* **What you need to do**
Word for word, transcribe the data below from the line with "- Added one-time" to the line with "400, and leave", keeping both of those lines.

* **The records**

PR #798, opened 2026-05-10
[codex] Harden batch delete endpoint

jss367:
## Problem

`/api/batch/delete` had two high-risk paths:

- It accepted `disk_permanent` retry requests with raw filesystem `paths`, then called `os.remove` on each path. A caller could ask the app process to delete files that were never resolved from Vireo's database.
- It passed client-supplied `photo_ids` directly into `db.delete_photos`, whose lookup is intentionally global for internal callers. That let the route delete photos outside the active workspace.

## Fix Plan

1. Keep direct permanent deletion by `photo_ids`, but only after the route verifies the IDs belong to the active workspace.
2. Replace raw retry paths with short-lived server-issued retry tokens. Failed Trash attempts now return `{path, retry_token}`; the UI sends `retry_tokens` back if the user confirms permanent deletion.
3. Preserve `Database.delete_photos` compatibility for internal callers by adding an opt-in `verify_workspace` parameter that the API route uses.
4. Cover the dangerous cases with focused regression tests.

## Changes

- Added one-time in-memory delete retry tokens with a 10-minute TTL.
- Rejected raw `paths` on permanent-delete retry requests.
- Validated batch delete photo IDs as integers and active-workspace members before deleting.
- Updated the shared delete modal to send retry tokens instead of raw paths.
- Added tests for cross-workspace delete rejection, raw-path rejection, and token-based retry.

## Validation

- `python -m ruff check vireo/app.py vireo/db.py vireo/tests/test_delete_api.py`
- `python -m pytest vireo/tests/test_delete_api.py -q`
- `python -m pytest tests/test_workspaces.py vireo/tests/test_app.py -q`

### DIFF
--- a/vireo/app.py
+++ b/vireo/app.py
@@ -631,15 +631,27 @@ def create_app(db_path, thumb_cache_dir=None, api_token=None):
     def _consume_delete_retry_tokens(tokens):
         if not isinstance(tokens, list) or not tokens:
             raise ValueError("retry_tokens required")
-        paths = []
         now = time.time()
+        # Validate every token before consuming any. Otherwise a request like
+        # [valid, invalid] would pop the valid entry, return 400, and leave
+        # the caller with no way to retry — and in the disk flow the DB row
+        # is already gone, so the file would be stranded.
+        seen = set()
+        validated = []
         for token in tokens:
             if not isinstance(token, str) or not token:
                 raise ValueError("retry_tokens must be a list of strings")
-            entry = app._delete_retry_tokens.pop(token, None)
+            if token in seen:
+                raise ValueError("delete retry token is invalid or expired")
+            seen.add(token)
+            entry = app._delete_retry_tokens.get(token)
             if not entry or entry.get("expires_at", 0) < now:
                 raise ValueError("delete retry token is invalid or expired")
-            paths.append(entry["path"])
+            validated.append((token, entry["path"]))
+        paths = []
+        for token, path in validated:
+            app._delete_retry_tokens.pop(token, None)
+            paths.append(path)
         return paths
 
     def _get_db():
--- a/vireo/app.py
+++ b/vireo/app.py
@@ -12,6 +12,7 @@ import math
 import os
 import queue
 import re
+import secrets
 import subprocess
 import sys
 import time
@@ -125,6 +126,7 @@ logging.getLogger("werkzeug").addFilter(_QuietRequestFilter())
 # SQLite versions. Sized below 999 to leave headroom for additional bound
 # parameters in joined statements.
 _SQL_PARAM_CHUNK = 900
+_DELETE_RETRY_TOKEN_TTL_SECONDS = 10 * 60
 
 
 def _chunked(seq, size=_SQL_PARAM_CHUNK):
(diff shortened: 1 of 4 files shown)


jss367:
🤖 Attempted to address the Codex P2 review (reissue retry token after a failed permanent-delete retry), but **could not push to `codex/harden-batch-delete`** — the sandbox proxy returned `HTTP 403` on every push attempt (4 retries with 2s/4s/8s/16s backoff). This session was provisioned with a different designated branch (`claude/sweet-feynman-Pxpod`), so it cannot write to the PR's head branch. Manual intervention needed.

The fix below was implemented locally and the full test suite passes (954 tests, including a new regression test covering the reissue behavior).

### The fix

When `mode == "disk_permanent"` is invoked with `retry_tokens`, `_consume_delete_retry_tokens` pops every token before `os.remove`. On a transient `OSError` (e.g. file momentarily locked), the response previously returned `{"path": p}` only — leaving the caller with no token to retry, even though the DB row was already gone from the earlier `disk` flow. Reissue a fresh token in that error path:

```diff
--- a/vireo/app.py
+++ b/vireo/app.py
@@ -2683,7 +2683,14 @@ def create_app(db_path, thumb_cache_dir=None, api_token=None):
                     trashed += 1
                 except OSError:
                     log.warning("Permanent delete failed for %s", p, exc_info=True)
-                    trash_failed.append({"path": p})
+                    # Reissue a token so a transient failure (e.g. the file is
+                    # momentarily locked) doesn't strand the file: the DB row
+                    # was already removed in the earlier ``disk`` flow, so the
+                    # only way back to it is through another retry token.
+                    trash_failed.append({
+                        "path": p,
+                        "retry_token": _issue_delete_retry_token(p),
+                    })
             return jsonify({
                 "ok": True, "deleted": 0, "trashed": trashed,
                 "trash_failed": trash_failed,
```

### Regression test

```python
def test_api_batch_delete_disk_permanent_retry_reissues_token_on_failure(
    app_and_db, tmp_path, monkeypatch
):
    """If os.remove fails during a permanent-delete retry, the response must
    include a fresh retry_token so the client can try again. The DB row was
    already removed in the earlier ``disk`` flow, so without a new token the
    file is stranded with no API path back to it."""
    import vireo.app as app_module

    app, db = app_and_db
    client = app.test_client()

    target = str(tmp_path / "locked.jpg")
    Image.new("RGB", (10, 10)).save(target)
    token = "old-retry-token"
    app._delete_retry_tokens[token] = {
        "path": target,
        "expires_at": time.time() + 60,
    }

    original_remove = os.remove

    def flaky_remove(path):
        if path == target:
            raise OSError("simulated transient failure")
        return original_remove(path)

    monkeypatch.setattr(app_module.os, "remove", flaky_remove)

    resp = client.post("/api/batch/delete", json={
        "mode": "disk_permanent",
        "retry_tokens": [token],
    })

    assert resp.status_code == 200
    data = resp.get_json()
    assert data["ok"] is True
    assert data["trashed"] == 0
    assert len(data["trash_failed"]) == 1
    failed = data["trash_failed"][0]
    assert failed["path"] == target
    new_token = failed.get("retry_token")
    assert new_token, "expected a fresh retry_token to be reissued on failure"
    assert token not in app._delete_retry_tokens
    assert new_token != token
    assert new_token in app._delete_retry_tokens
    assert app._delete_retry_tokens[new_token]["path"] == target
    assert os.path.exists(target)
```

Added next to `test_api_batch_delete_disk_permanent_retry_with_token` in `vireo/tests/test_delete_api.py`.

### Validation

```
pytest tests/test_workspaces.py vireo/tests/test_db.py vireo/tests/test_app.py \
       vireo/tests/test_photos_api.py vireo/tests/test_edits_api.py \
       vireo/tests/test_jobs_api.py vireo/tests/test_darktable_api.py \
       vireo/tests/test_config.py vireo/tests/test_delete_api.py
# 954 passed
```

---

PR #813, opened 2026-05-12
[codex] Support recursive workspace folder roots

jss367:
## Summary

This makes workspace folders behave like recursive roots while preserving the existing explicit folder-link model internally.

- Linking a workspace folder now also links known descendant folders so existing workspace-scoped photo queries keep working.
- Removing a workspace folder removes that folder and its descendants from the workspace.
- Workspace-facing APIs now return root folders only, so a library like `USA/2026` can appear as one folder instead of a long list of dated subfolders.
- Added regression coverage for recursive roots, historical descendant folders with missing `parent_id`, and root removal.

## Why

The `USA2026` workspace currently needs many dated subfolders linked directly because photos live in those child folders. This PR lets the user manage the parent folder as the visible workspace root without losing descendant photos from Vireo views.

New files still need to be discovered by a scan, but once descendant folders are known, the workspace can show the parent root instead of every child.

## Validation

- `python -m pytest tests/test_workspaces.py vireo/tests/test_scanner.py::test_scan_links_root_when_all_files_skipped vireo/tests/test_scanner.py::test_scan_links_restrict_dirs_when_all_files_skipped -q`
- `python -m pytest vireo/tests/test_db.py -k "folder_tree or workspace_extensions or get_photos_scoped or count_photos" -q`

### DIFF
--- a/.github/actions/fire-routine/action.yml
+++ b/.github/actions/fire-routine/action.yml
@@ -47,6 +47,11 @@ runs:
         echo
 
         if [[ "${status}" -lt 200 || "${status}" -ge 300 ]]; then
+          error_type=$(jq -r '.error.type // empty' < "${response}")
+          if [[ "${status}" == "429" && "${error_type}" == "rate_limit_error" ]]; then
+            echo "::warning::Routine fire skipped because the routine provider returned a rate-limit/quota error."
+            exit 0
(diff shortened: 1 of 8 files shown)


jss367:
@codex

PR #853, opened 2026-05-15
[codex] Preserve selected photo position in collections

jss367:
Keeps a single focused photo anchored when switching into a collection that contains it, including loading further collection pages until the photo is rendered. If the photo is not present, the selection still clears, and multi-select state continues to clear to avoid hidden batch actions. Adds e2e coverage for preserving the selected card and its grid offset. Also makes the PR Agent routine action treat provider-side 5xx responses as warnings so external routine outages do not fail CI. Validated with `python -m pytest tests/e2e/test_collection_context_menu.py -q`, `python -m pytest tests/e2e/test_browse_single_select.py -q`, `git diff --check`, and YAML parsing for `.github/actions/fire-routine/action.yml`.

### DIFF
--- a/.github/actions/fire-routine/action.yml
+++ b/.github/actions/fire-routine/action.yml
@@ -57,13 +57,13 @@ runs:
         echo
 
         if [[ "${status}" -lt 200 || "${status}" -ge 300 ]]; then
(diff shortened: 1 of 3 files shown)


jss367:
@codex

jss367:
@codex

PR #880, opened 2026-05-17
[codex] Defer lightbox 1:1 until high-res source loads

jss367:
## Summary

- Defer Browse lightbox 1:1 zoom until the source tier needed for that zoom has loaded.
- Preserve the click/key zoom anchor across the deferred snap.
- Show a `loading 1:1` badge while the high-resolution source is loading.
- Add E2E coverage for both unknown-size and known-size 1:1 requests so `/full` is not enlarged as a temporary soft 1:1 view.

## Root Cause

The previous device-pixel 1:1 fix corrected the final math, but the lightbox still applied the 1:1 transform immediately and only then swapped from `/full` to `/original`. For large photos or RAW-backed originals, that meant users could spend visible time looking at an upscaled preview and conclude the zoom was still soft.

## Validation

- `python -m pytest tests/e2e/test_browse_lightbox.py tests/e2e/test_lightbox_context_menu.py`
- `git diff --check`

## Summary by CodeRabbit

* **Tests**
  * Added e2e coverage verifying the lightbox waits for the high-resolution original before snapping to native 1:1; added a test that holds the original response to confirm deferred behavior and broadened keyboard-mode assertions to accept either immediate zoom or a pending 1:1 transition.

* **Bug Fixes**
  * Preserve the user’s click/center anchor during deferred 1:1 upgrades and clear stale anchors on open.
  * Show a “loading 1:1” indicator while high-res assets load.
  * Improve source-tier selection, swap and retry behavior for more reliable high-resolution handling.

[Review Change Stack](https://app.coderabbit.ai/change-stack/jss367/vireo/pull/880?utm_source=github_walkthrough&utm_medium=github&utm_campaign=change_stack)

### DIFF
--- a/tests/e2e/test_browse_lightbox.py
+++ b/tests/e2e/test_browse_lightbox.py
@@ -378,6 +378,117 @@ def test_browse_lightbox_one_to_one_nav_falls_back_when_original_fails(live_serv
     assert "/full" in page.locator("#lightboxImg").get_attribute("src")
 
 
+def test_browse_lightbox_restored_pending_one_to_one_waits_for_fallback_after_initial_original_fails(
+    live_server, page
+):
+    """A restored pending 1:1 must not snap on /full after initial /original fails."""
+    page.add_init_script(
+        "Object.defineProperty(window, 'devicePixelRatio', { value: 1, configurable: true });"
+    )
+    full_svg = (
+        '<svg xmlns="http://www.w3.org/2000/svg" width="600" height="400" '
+        'viewBox="0 0 600 400"><rect width="600" height="400" fill="#274"/></svg>'
+    )
+    fallback_svg = (
+        '<svg xmlns="http://www.w3.org/2000/svg" width="2560" height="1600" '
+        'viewBox="0 0 2560 1600"><rect width="2560" height="1600" fill="#642"/></svg>'
+    )
+    page.route(
+        "**/photos/*/full",
+        lambda route: route.fulfill(body=full_svg, content_type="image/svg+xml"),
+    )
+    page.route(
+        "**/api/photos/1",
+        lambda route: route.fulfill(
+            json={
+                "id": 1,
+                "filename": "restored-pending.jpg",
+                "width": 4000,
+                "height": 2500,
+                "flag": "none",
+                "wildlife_excluded": False,
+            }
+        ),
+    )
+    page.route("**/photos/*/original", lambda route: route.abort())
+    held_fallback = {}
+
+    def hold_fallback(route):
+        if "released" in held_fallback:
+            route.fulfill(body=fallback_svg, content_type="image/svg+xml")
+        else:
+            held_fallback["route"] = route
+
+    page.route("**/photos/*/preview?size=2560", hold_fallback)
+    page.route("**/photos/*/preview?size=3840", hold_fallback)
+
+    url = live_server["url"]
+    page.set_viewport_size({"width": 900, "height": 700})
+    page.goto(f"{url}/browse")
+    page.locator(".grid-card").first.wait_for(state="visible")
+
+    page.evaluate(
+        """() => {
+            const p = window.photos[0];
+            window._lbViewportByPhotoId[String(p.id)] = {
+                zoom: 1,
+                centerX: 0.5,
+                centerY: 0.5,
+                oneToOne: true,
+                pending1To1: true,
+            };
+            window.openLightbox(p.id, p.filename, window.photos);
+        }"""
+    )
+    expect(page.locator("#lightboxOverlay")).to_have_class("lightbox-overlay active")
+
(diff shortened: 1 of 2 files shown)


jss367:
Addressed the open review feedback in `804d43ba`:

- **Metadata-before-`/original` race (CodeRabbit):** `_lbApplyPendingOneToOneZoom()` now defers the snap until the displayed source tier is at least the tier 1:1 needs. I used a **tier-rank** comparison (`_lbSrcRank(current) < _lbSrcRank(required)`) rather than the suggested strict `requiredSource !== _lbCurrentSrcKey`. Strict inequality would regress 1:1-preserving arrow navigation (`preserveOneToOne` keeps `/original` current while `required` for a small photo is `full`, so `!==` would defer forever and never snap). Rank-based "current must be at least as sharp as required" fixes the soft-1:1 flash without that regression.
- **Stay soft on `/full` after `/original` fails (Codex):** the preload-error handler now keeps a pending 1:1 deferred and reschedules toward the sharpest remaining preview tier instead of snapping on an upscaled `/full` and rescheduling without a target.
- Strengthened `test_browse_lightbox_defers_one_to_one_until_original_size_known` to hold `/original` through the metadata response, assert it stays at fit while pending, then release and assert the snap lands on the high-res source.

The stored-anchor-preservation, second-toggle-cancel, and per-photo-anchor-reset threads were already resolved by earlier commits (`eebd8871`, `be0b07aa`, `010c02ee`) and re-verified against current code.

Standard suite: 963 passed; ruff clean. The e2e suite couldn't run in this environment (no Playwright browser) and is exercised by CI.

---

jss367:
Addressed the Codex review in `499fbdc3`.

**Fixed (still valid against current HEAD):**
- *Preserve deferred 1:1 intent across window resize* — the resize handler called `_lbSetZoom(_lbZoom, …)`, which cleared `_lbPending1To1` and (via its trailing `_lbScheduleSourceSwap`) retargeted the swap back to `/full`, so a resize during "loading 1:1" silently dropped the deferred snap. The handler now captures the pending intent/anchor, re-clamps, then restores it and re-arms the high-res swap. Added an e2e regression test (`test_browse_lightbox_resize_preserves_deferred_one_to_one`) that fails on the pre-fix code.

**Verified already addressed by earlier commits in this branch (skipped, no longer valid):**
- *Apply stored anchor when deferred 1:1 completes* → `_lbApplyPendingOneToOneZoom()` passes the saved anchor (commit `eebd8871`).
- *Second zoom toggle should cancel deferred 1:1* → `isZoomed` includes `_lbPending1To1` (commit `be0b07a`).
- *Reset deferred 1:1 anchor per-photo* → `_lbPending1To1Anchor` cleared on every open (commit `010c02ee`).
- *Keep deferred 1:1 targeting fallback tier after /original fails* → handled in the `preloader.onerror` path (commit `804d43ba`; thread is outdated).

Validation: full unit/API suite passes (963 passed); targeted e2e lightbox tests pass in isolation. Pre-existing e2e flakiness/`arrows_preserve_one_to_one_zoom` (relies on real fixture image files) is unrelated to this change.

---

jss367:
🤖 Addressed the latest Codex review (commit `2544d5bff9`).

**Thread 11** ("Avoid canceling fallback upgrade during deferred-resize recovery") was the only genuinely-unaddressed finding. Its code fix already landed in `4fdb22c8` ("Preserve fallback source during resize"), which preserves the already-queued `_lbDesiredSrcKey` instead of re-deriving the swap target from a `/full`-based `_lbNativeZoom`. I added a dedicated regression guard in `0260bc3c`: `test_browse_lightbox_resize_preserves_post_original_failure_fallback` — press `z` with dims unknown → `/original` aborts (error path queues the sharpest remaining tier) → resize while that tier is still held → the deferred 1:1 intent and higher-tier target must survive (no soft-1:1 on `/full`), then snap on the fallback tier once released. Verified it passes against `4fdb22c8` and fails pre-fix.

The other still-open, non-outdated Codex threads are already resolved in HEAD (verified against the code):
- "Apply stored anchor when deferred 1:1 completes" — `onSwapLoad` now routes through `_lbApplyPendingOneToOneZoom()`, which honors `_lbPending1To1Anchor`.
- "Let second zoom toggle cancel deferred 1:1" — `isZoomed = _lbZoom > 1.001 || _lbPending1To1`.
- "Reset deferred 1:1 anchor per-photo" — `_lbPending1To1Anchor = null` on every open.
- "Resolve pending 1:1 when original fallback needs no swap" — handled by the `_lbDesiredSrcKey === _lbCurrentSrcKey` inline-resolve guard.

Validation: required pytest suite **963 passed**; resize/fallback/deferred e2e subset **6 passed**. (The unrelated `arrows_preserve_one_to_one_zoom` e2e failure reproduces on the untouched branch — missing fixture image, environmental.)

---

PR #947, opened 2026-05-31
[codex] Fix batch EXIF location accept

jss367:
## Summary

Fixes the Browse location EXIF suggestion flow so accepting a reverse-geocoded location honors the active multi-selection instead of only updating the detail photo.

## Root Cause

Location keywords use a separate API/UI path from generic keyword assignment because they carry Google place metadata, parent-chain location keywords, replacement semantics, and GPS sidecar sync. The EXIF Accept button still posted only to `/api/photos/<id>/location`, so the existing batch keyword behavior did not apply. The Browse detail refresh also did not reload the active smart collection, leaving fixed photos visible in `GPS Without Location Keyword` until a manual refresh.

## Changes

- Added `/api/batch/location` for assigning one Google place location to multiple photos.
- Routed EXIF Accept and Google place selection through the active Browse selection when multiple photos are selected.
- Refreshed keyword/sidebar/sync state after location edits and reloaded the active smart collection so photos leave `GPS Without Location Keyword` immediately.
- Added API and browser regressions for multi-photo EXIF location accept.

## Validation

- `pytest vireo/tests/test_photos_api.py -q -k "location"`
- `pytest tests/e2e/test_location_section.py -q`

### DIFF
--- a/tests/e2e/test_location_section.py
+++ b/tests/e2e/test_location_section.py
@@ -45,6 +45,17 @@ def _seed_exif_photo(live_server, lat=40.785091, lng=-73.968285):
     return photo_id
 
 
+def _seed_exif_photos(live_server, photo_ids, lat=40.785091, lng=-73.968285):
+    """Set lat/lng on the given photos."""
+    db = live_server["db"]
+    with db.conn:
+        for photo_id in photo_ids:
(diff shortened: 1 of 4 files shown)


jss367:
@codex review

* **Result of this task**
- Added one-time in-memory delete retry tokens with a 10-minute TTL.
- Rejected raw `paths` on permanent-delete retry requests.
- Validated batch delete photo IDs as integers and active-workspace members before deleting.
- Updated the shared delete modal to send retry tokens instead of raw paths.
- Added tests for cross-workspace delete rejection, raw-path rejection, and token-based retry.

## Validation

- `python -m ruff check vireo/app.py vireo/db.py vireo/tests/test_delete_api.py`
- `python -m pytest vireo/tests/test_delete_api.py -q`
- `python -m pytest tests/test_workspaces.py vireo/tests/test_app.py -q`

### DIFF
--- a/vireo/app.py
+++ b/vireo/app.py
@@ -631,15 +631,27 @@ def create_app(db_path, thumb_cache_dir=None, api_token=None):
     def _consume_delete_retry_tokens(tokens):
         if not isinstance(tokens, list) or not tokens:
             raise ValueError("retry_tokens required")
-        paths = []
         now = time.time()
+        # Validate every token before consuming any. Otherwise a request like
+        # [valid, invalid] would pop the valid entry, return 400, and leave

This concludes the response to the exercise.